> DIRECTIONS
The reply should be a single number: the count of lines below that contain the word "builder".

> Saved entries
==========
PR #57, opened 2018-11-19
Add VM cross linking

agrare:
Test cross linking support


lib/topological_inventory/schema/default.rb
```diff
@@ -51,12 +54,27 @@ def add_secondary_refs_name(builder)
...
         add_collection(:containers) do |builder|
           add_default_properties(builder, manager_ref: [:container_group, :name])
           builder.add_default_values(:tenant_id => ->(persister) { persister.manager.tenant_id })
         end
       end
+
+      def add_cross_link_vm
+        add_collection(:cross_link_vm) do |builder|
+          builder.add_properties(
+            :arel           => Vm,
```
==========
> RESULT BELOW
6